The funniest thing as you know we have a sweet shop and obv my first welsh is called Rolo, so the other week there we were in the shop and across the road was a beautiful airedale, anyway I said to my staff 'oh look across the road there is a giant Rolo' well I have to tell you all the folk in our shop looked across the road with us, I had to laugh as I imagined them hoping to see a giant chocolate rolo ROFL obv they had no idea what we were talking about.


----------



## Zebedee (Oct 3, 2007)

Briarose said:


> And how often do you get asked if they are mini airedales LOL I am always getting stopped and asked that.


Yep. All the time, but at least people are interested so we don't mind at all.

The best dog name I know of was a male mutt of indeterminate parentage owned by a friend of my father called Stan Knott.

The dog's name was Reef.

After poor Reef passed away Stan got a bitch, of even more varieties but a lovely dog.

You guessed it - she was called Granny.

Cheers


----------



## Briarose (Oct 9, 2007)

Zebedee said:


> Briarose said:
> 
> 
> > And how often do you get asked if they are mini airedales LOL I am always getting stopped and asked that.
> ...


 I don't get it


----------



## Zebedee (Oct 3, 2007)

Briarose said:


> Zebedee said:
> 
> 
> > Briarose said:
> ...


Course you do! :lol: :lol:

Reef Knott.

Granny Knott.

:lol: :lol: :lol: :lol:


----------



## Briarose (Oct 9, 2007)

Zebedee said:


> Briarose said:
> 
> 
> > Zebedee said:
> ...


 I must be thick but then I wasn't in the girl guides :wink:


----------



## Zebedee (Oct 3, 2007)

Briarose said:


> I must be thick but then I wasn't in the girl guides :wink:


Nor was I. 8O 8O :roll: :lol: :lol: :lol:


----------



## wakk44 (Jun 15, 2006)

Hi Dave and Nette,

Megan is now 5 months old and developing into a lovely character,she is going to be the boss of our tough dominant male Kerry Blue,Ky isn't aware of it yet because she lets him think he is still top dog,typical female physcology  

The 2 dogs are now firm friends and play together,if another dog threatens her on our walk,Ky takes great exception and protects her.

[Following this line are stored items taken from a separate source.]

PR #4322, opened 2020-12-17
Waveform visual tweaks

seadowg:
This makes the waveform a little chunkier which I think helps it fit in visually and work on larger screens. There is also a small tweak to fix the extra spacing in the audio controller.

Just verified visually.

Not a lot to discuss here. These are opinionated changes though so will understand if others want a less chunky waveform.

This can go in without QA (as long as at least one other person doesn't feel it makes anything look worse).

### DIFF
--- a/collect_app/src/main/res/layout/waveform_layout.xml
+++ b/collect_app/src/main/res/layout/waveform_layout.xml
@@ -5,10 +5,9 @@
     android:layout_height="match_parent"
     app:chunkAlignTo="bottom"
     app:chunkColor="?colorSecondary"
-    app:chunkMaxHeight="80dp"
     app:chunkMinHeight="2dp"
     app:chunkRoundedCorners="true"
     app:chunkSoftTransition="true"
     app:chunkSpace="1dp"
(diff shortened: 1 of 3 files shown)


collect_app/src/main/res/layout/waveform_layout.xml
```diff
@@ -5,10 +5,9 @@
     android:layout_height="match_parent"
     app:chunkAlignTo="bottom"
     app:chunkColor="?colorSecondary"
-    app:chunkMaxHeight="80dp"
```
seadowg, line 8: Weird to duplicate this value here as it meant changing the height in the parent had no effect. The value is now set in `onLayout()`.

lognaturel (approved):
I have no strong feelings about this and am happy to make the change. I'll let it linger for a little bit to see if anyone else wants to chime in.

lognaturel:
@grzesiek2010 I'll explicitly tag you in case you have an opinion! I'm going to merge in ~30mins if I don't get any comments. This is not a big deal either way and we can always change again if we need to.

Proposed:
thick

Current:
thin

PR #4325, opened 2020-12-18
Fix crash when media file download fails

### LINKED ISSUE #4324: Crash when downloading media file fails
Collect v1.29.0

#### Problem description

The app crashes if there is an HTTP error when attempting to fetch media files.

1. Set up a server where a media file request will fail (with a 500 etc)
2. Download the form with the media file using Get Blank Form

The app will crash

#### Expected behavior

The user should see a failure message rather than a crash.

#### Other information 

Looks like this is because `OkHttpConnection.executeGetRequest` returns `null` in  the event of an HTTP error and our `ServerFormDownloader` is not accounting for a nullable result.

seadowg:
Closes #4324 

New tests.

The crash made a lot of sense given how `OkHttpConnection` is tested and behaved so really just needed to add a test to drive out accounting for the failure case in `OpenRosaFormSource`.

Just checking the issue is fixed is probably enough.

### DIFF
--- a/collect_app/src/main/java/org/odk/collect/android/openrosa/OpenRosaFormSource.java
+++ b/collect_app/src/main/java/org/odk/collect/android/openrosa/OpenRosaFormSource.java
@@ -100,13 +100,27 @@ public class OpenRosaFormSource implements FormSource {
     }
 
     @Override
-    public @NotNull InputStream fetchForm(String formURL) throws FormSourceException {
-        return fetchFile(formURL);
+    @NotNull
+    public InputStream fetchForm(String formURL) throws FormSourceException {
+        InputStream formFile = mapException(() -> openRosaXMLFetcher.getFile(formURL, null));
+
+        if (formFile != null) {
+            return formFile;
+        } else {
+            throw new FormSourceException(FETCH_ERROR);
+        }
     }
 
     @Override
+    @NotNull
     public InputStream fetchMediaFile(String mediaFileURL) throws FormSourceException {
-        return mapException(() -> openRosaXMLFetcher.getFile(mediaFileURL, null));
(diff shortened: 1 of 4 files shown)


collect_app/src/main/java/org/odk/collect/android/openrosa/OpenRosaFormSource.java
```diff
@@ -100,13 +100,27 @@ public ManifestFile fetchManifest(String manifestURL) throws FormSourceException
...
+        }
     }
 
     @Override
+    @NotNull
     public InputStream fetchMediaFile(String mediaFileURL) throws FormSourceException {
-        return mapException(() -> openRosaXMLFetcher.getFile(mediaFileURL, null));
+        InputStream mediaFile = mapException(() -> openRosaXMLFetcher.getFile(mediaFileURL, null));
+
+        if (mediaFile != null) {
```
grzesiek2010: Wouldn't it be better to check this in mapException and throw `new FormSourceException(FETCH_ERROR)` there? Then it would be in one place.

seadowg: Yeah, I think you're right. It feels like a good place for some defensive programming.

lognaturel (approved):

lognaturel:
I still don't think this is new, right? Do you think it should go in the point release, @seadowg? I'm leaning towards yes since it does look very safe.

seadowg:
@lognaturel I was assuming it was new and was introduced during the server code rework, but I could be totally wrong. Either way I think it's good to go in.

grzesiek2010 (approved):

We keep finding baby teeth everywhere and she is really chewing at the moment,she ignores the proprietry nyla-bones we have bought her but prefers slippers,a carved wood doorstop,and an ornamental candle(terrible mess) 

Hope your Welshies are well,they are indeed a special breed as you both told me.

Steve


----------



## Zebedee (Oct 3, 2007)

Lovely piccies Steve, and she's growing into a really nice looking dog.

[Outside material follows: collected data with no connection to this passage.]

PR #4326, opened 2020-12-18
Always update formController for viewmodels when singleton is updated

### LINKED ISSUE #4327: ViewModels sometimes have a null form controller even though it's set at the Application level

lognaturel:
Closes #4327 

Some users are getting a crash that suggests their singleton `formController` is set but the `ViewModel`s don't know about it.

I searched for `Collect.getInstance().setFormController` and made sure that when it's called, `formControllerAvailable` is always called with the same value.

I also added commits improving logging that I saw while troubleshooting this.

I can't reproduce the issue so all I have done is visual inspection.

It doesn't make sense that those two updates would be different so I think this is a change we have to make. I also updated some logging. The other approach I considered was passing in `formController` to `moveForward` and `moveBackward` and logging if the view model one is null but the one passed in is not. I think that would be fine and perhaps we can do that too but I think this change actually addresses the root cause.

I initially wanted to also null out the `ViewModel`s' `formController`s when `           Collect.getInstance().setFormController(null)` is called. However, that's not necessary for this fix and would probably require introducing new methods for those view models. It feels weird that there might be a stale form controller set but we can come back to it.

I believe this to be very low risk. We are calling `formControllerAvailable` in more cases which seems it would always be positive.

No.

No.

### DIFF
--- a/collect_app/src/main/java/org/odk/collect/android/activities/FormEntryActivity.java
+++ b/collect_app/src/main/java/org/odk/collect/android/activities/FormEntryActivity.java
@@ -2300,7 +2300,7 @@ public class FormEntryActivity extends CollectAbstractActivity implements Animat
                         formController.setLanguage(newLanguage);
                     } catch (Exception e) {
                         // if somehow we end up with a bad language, set it to the default
-                        Timber.e(e, "Ended up with a bad language. %s", newLanguage);
+                        Timber.i("Ended up with a bad language. %s", newLanguage);
                         formController.setLanguage(defaultLanguage);
                     }
                     Timber.i("Done in %.3f seconds.", (System.currentTimeMillis() - start) / 1000F);
--- a/collect_app/src/main/java/org/odk/collect/android/activities/FormEntryActivity.java
+++ b/collect_app/src/main/java/org/odk/collect/android/activities/FormEntryActivity.java
@@ -570,7 +570,7 @@ public class FormEntryActivity extends CollectAbstractActivity implements Animat
                     formControllerAvailable(formController);
                     onScreenRefresh();
                 } else {
-                    Timber.d("Reloading form and restoring state.");
+                    Timber.w("Reloading form and restoring state.");
                     formLoaderTask = new FormLoaderTask(instancePath, startingXPath, waitingXPath);
                     showIfNotShowing(FormLoadingDialogFragment.class, getSupportFragmentManager());
                     formLoaderTask.execute(formPath);
@@ -581,6 +581,7 @@ public class FormEntryActivity extends CollectAbstractActivity implements Animat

Good to hear the two dogs are getting on so well. It's always a bit of a risk with stroppy terriers, but with one of each you have a better chance.

Lovely to see Megan still as a scruffy little oik before her first trim. I loved Gracie when she was still wearing her puppy coat, and was ever so disappointed when we trimmed her and we lost our puppy.

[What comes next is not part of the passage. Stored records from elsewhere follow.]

PR #4328, opened 2020-12-19
Temporarily get global formController from navigation methods

lognaturel:
Temporary fix that should prevent crashes from #4327 while we figure out when the form controller should be set.

Ran tests. Instrumented run: https://console.firebase.google.com/u/0/project/api-project-322300403941/testlab/histories/bh.f6f8331e5ae6e371/matrices/6070831307506522034 `when_storageMigrationNotPerformed_shouldBePerformedAutomatically` fails but we've seen it be flaky before so I can't imagine it's related.

I thought #4326 was a pretty good idea but it doesn't work with the way the identity logging works. This made me pretty nervous about any kind of significant change here. This solution should be truly very low risk so I think it's best for now.

The other area I've taken an interest in is `onResume`. It seems like there might be a scenario where the form controller is still set at the App level but the viewmodels had to be recreated. I think in that case `formControllerAvailable` would never be called. I thought about adding a `else if (formController != null) { formControllerAvailable(formController) }` to `if (formController == null && formLoaderTask.getStatus() == AsyncTask.Status.FINISHED) {` but I'm not confident enough that this would be a fix.

The only intentional change is preventing a crash when navigation happens. I can't think of any specific risk but everything in this code is tricky. Worst case would be some kind of bad behavior related to navigation.

No.

No.

### DIFF
--- a/collect_app/src/main/java/org/odk/collect/android/activities/FormEntryActivity.java
+++ b/collect_app/src/main/java/org/odk/collect/android/activities/FormEntryActivity.java
@@ -1473,7 +1473,7 @@ public class FormEntryActivity extends CollectAbstractActivity implements Animat
             }
 
             if (!saveBeforeNextView(formController)) {
-                formEntryViewModel.moveForward();
+                formEntryViewModel.moveForward(formController);
                 formIndexAnimationHandler.handle(formController.getFormIndex());
                 return true;
             } else {
@@ -1489,7 +1489,7 @@ public class FormEntryActivity extends CollectAbstractActivity implements Animat
                 saveAnswersForCurrentScreen(DO_NOT_EVALUATE_CONSTRAINTS);
             }
 
-            formEntryViewModel.moveBackward();
+            formEntryViewModel.moveBackward(formController);
             formIndexAnimationHandler.handle(formController.getFormIndex());
             return true;
         }
--- a/collect_app/src/main/java/org/odk/collect/android/activities/FormEntryActivity.java
+++ b/collect_app/src/main/java/org/odk/collect/android/activities/FormEntryActivity.java
@@ -2309,6 +2309,8 @@ public class FormEntryActivity extends CollectAbstractActivity implements Animat
                 boolean pendingActivityResult = task.hasPendingActivityResult();
 
                 if (pendingActivityResult) {
+                    Timber.w("Calling onActivityResult from loadingComplete");
+
                     // set the current view to whatever group we were at...
                     onScreenRefresh();
                     // process the pending activity request...
--- a/collect_app/src/main/java/org/odk/collect/android/activities/FormEntryActivity.java
+++ b/collect_app/src/main/java/org/odk/collect/android/activities/FormEntryActivity.java
@@ -1473,7 +1473,7 @@ public class FormEntryActivity extends CollectAbstractActivity implements Animat
             }
 
             if (!saveBeforeNextView(formController)) {
-                formEntryViewModel.moveForward(formController);
+                formEntryViewModel.moveForward();
                 formIndexAnimationHandler.handle(formController.getFormIndex());
                 return true;
             } else {
@@ -1489,7 +1489,7 @@ public class FormEntryActivity extends CollectAbstractActivity implements Animat
                 saveAnswersForCurrentScreen(DO_NOT_EVALUATE_CONSTRAINTS);
             }
 
-            formEntryViewModel.moveBackward(formController);
+            formEntryViewModel.moveBackward();
             formIndexAnimationHandler.handle(formController.getFormIndex());
             return true;
         }
--- a/collect_app/src/main/java/org/odk/collect/android/activities/FormEntryActivity.java
+++ b/collect_app/src/main/java/org/odk/collect/android/activities/FormEntryActivity.java
@@ -2100,6 +2100,10 @@ public class FormEntryActivity extends CollectAbstractActivity implements Animat
 
         FormController formController = getFormController();
 
+        if (formController != null && !formEntryViewModel.isFormControllerSet()) {
+            Timber.e("FormController set in App but not ViewModel");
+        }
+
         if (formLoaderTask != null) {
             formLoaderTask.setFormLoaderListener(this);
             if (formController == null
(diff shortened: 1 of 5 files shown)


collect_app/src/main/java/org/odk/collect/android/formentry/FormEntryViewModel.java
```diff
@@ -125,7 +127,12 @@ public boolean canAddRepeat() {
...
 
-    public void moveForward() {
+    public void moveForward(FormController formController) {
+        if (this.formController == null) {
+            Timber.w("Null formController");
+            this.formController = formController;
+        }
+
         try {
             formController.stepToNextScreenEvent();
```
lognaturel, line 139: All the subsequent calls end up using the parameter value. I assume that the singleton form controller is more likely to be the true, authoritative one. It might be possible for the `ViewModel`s' form controllers to be set but not the same as the singleton (though I really hope not).

collect_app/src/main/java/org/odk/collect/android/formentry/FormEntryViewModel.java
```diff
@@ -125,7 +127,12 @@ public boolean canAddRepeat() {
         }
     }
 
-    public void moveForward() {
+    public void moveForward(FormController formController) {
+        if (this.formController == null) {
```
seadowg: I'm thinking instead of passing `FormController` in here we could just grab the singleton and then wrap that in an `requireFormController` method. That way we're not having to change the signature so hopefully not leaving anything around we'll want to take out later.

In my head, if this all worked nicely the structure would actually be pretty similar anyway:  the form load and the resulting `FormController` would be grabbed on demand from a cache anyway (but keyed/bucketed by the form entry session rather than an application singleton) so I could see us ending up with a structure where any method that needs it in the `ViewModel` just loads it in lazily.

I'll have a go at adding that in and push to this, and then we can discuss later.

collect_app/src/main/java/org/odk/collect/android/formentry/FormEntryViewModel.java
```diff
@@ -168,6 +176,13 @@ private String getFormIdentifierHash() {
         }
     }
 
+    private void ensureFormController() {
+        if (this.formController == null) {
+            Timber.w("Null formController");
```
seadowg: I'm wondering if we want to add any more logging here. It'd be great to try and get as much detail as possible when this happens.

collect_app/src/main/java/org/odk/collect/android/formentry/FormEntryViewModel.java
```diff
@@ -168,6 +180,13 @@ private String getFormIdentifierHash() {
         }
     }
 
+    private void ensureFormController() {
```
grzesiek2010, line 183: I'm not sure if I like this...
As I understand it's added to avoid NPE's in cases where we forget to set formController right?
so in collect if we call (in FormEntryActivity):
```
Collect.getInstance().setFormController(formController);
formControllerAvailable(formController);
```
it's not needed. It's needed if we forget the second line?

I'm not sure if it makes a lot of sense. We also might forget to call the first line then: (used in this method)
`Collect.getInstance().getFormController();`
will return null.

so it's still not a perfect way to avoid human mistakes. Additionally it makes the code more coupled.

seadowg: Yeah agreed that it's not full proof and increases coupling. I think really the ViewModels should be able to grab the FormController from some shared component that doesn't just live on `Collect`. I could imagine there being some `FormSessionRepository` or something that lets the ViewModel get the `FormController` lazily (it's loaded if it's not already in memory for instance). I'd be really keen to discuss and try and put the beginnings of something like that (or something better) in #4286.

I do think this is good enough to get out there and fix the crash as the change is small and isolated but yeah, lets not get used to it.

seadowg: As you point out as well it doesn't prevent us making any further mistakes. I think that's a great indicator that we need to find something better.

collect_app/src/main/java/org/odk/collect/android/activities/FormEntryActivity.java
```diff
@@ -2100,6 +2100,10 @@ protected void onResume() {
 
         FormController formController = getFormController();
 
+        if (formController != null && !formEntryViewModel.isFormControllerSet()) {
```
seadowg, line 2103: Is this not really likely on opening a form as `onResume` would usually happen before `loadingComplete` (as the latter only gets called after the background task is finished)?

seadowg (approved):
Not 100% sure I understand the last piece of logging added but not a blocker for this going out.

collect_app/src/main/java/org/odk/collect/android/activities/FormEntryActivity.java
lognaturel: Prior to this crash I would have thought it impossible but I’m not so sure anymore. Figure it can’t hurt to confirm.

collect_app/src/main/java/org/odk/collect/android/formentry/FormEntryViewModel.java
lognaturel: Agreed with all this. @grzesiek2010 I wish we could just set the viewmodels’ formController exactly where we set the App’s but hopefully my explanation makes sense that we can’t without further restructuring because of an extra precondition on formcontrolleravailable. This is definitely meant to be temporary.

collect_app/src/main/java/org/odk/collect/android/activities/FormEntryActivity.java
seadowg: Fair enough!

lognaturel: I think we're going to see this happen after the log for `Calling onActivityResult from loadingComplete`. Because I think that branch is going to call `onActivityResult`, then return from `loadingComplete` and then `onResume` will be called.

Basically I think we were honing in on manifestations of the same problem at different parts of the lifecycle. I guess we'll find out shortly!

Just a quick one from our holiday in Ireland.


----------



## sallytrafic (Jan 17, 2006)

Zebedee said:


> Lovely piccies Steve, and she's growing into a really nice looking dog.
> 
> Good to hear the two dogs are getting on so well. It's always a bit of a risk with stroppy terriers, but with one of each you have a better chance.
> 
> ...


The real thing










Note tongue, and if the scan had been better you would note a dent in the Guinness head.


----------



## Zebedee (Oct 3, 2007)

Nice one Frank - love it. :lol: :lol: :lol: 

Grace has done exactly the same, but we weren't able to get a photo.

She sometimes has a drop of her own in a saucer, and loves it.

I think we must have a very bad influence on our dogs! 8O 8O 

Cheers


----------



## Zebedee (Oct 3, 2007)

One more for the road.  

We had stopped in viewing layby, one of the few in Ireland without height barriers, and Grace was keen to come out of her cage for a little walk.


----------



## Briarose (Oct 9, 2007)

Aw I love all the piccies I just wish I could post some on here too LOL............what adorable dogs all of them are.

Just for the record my Megan loves a drop or rose on your finger, and both would be into the beer bottle if allowed LOL.


----------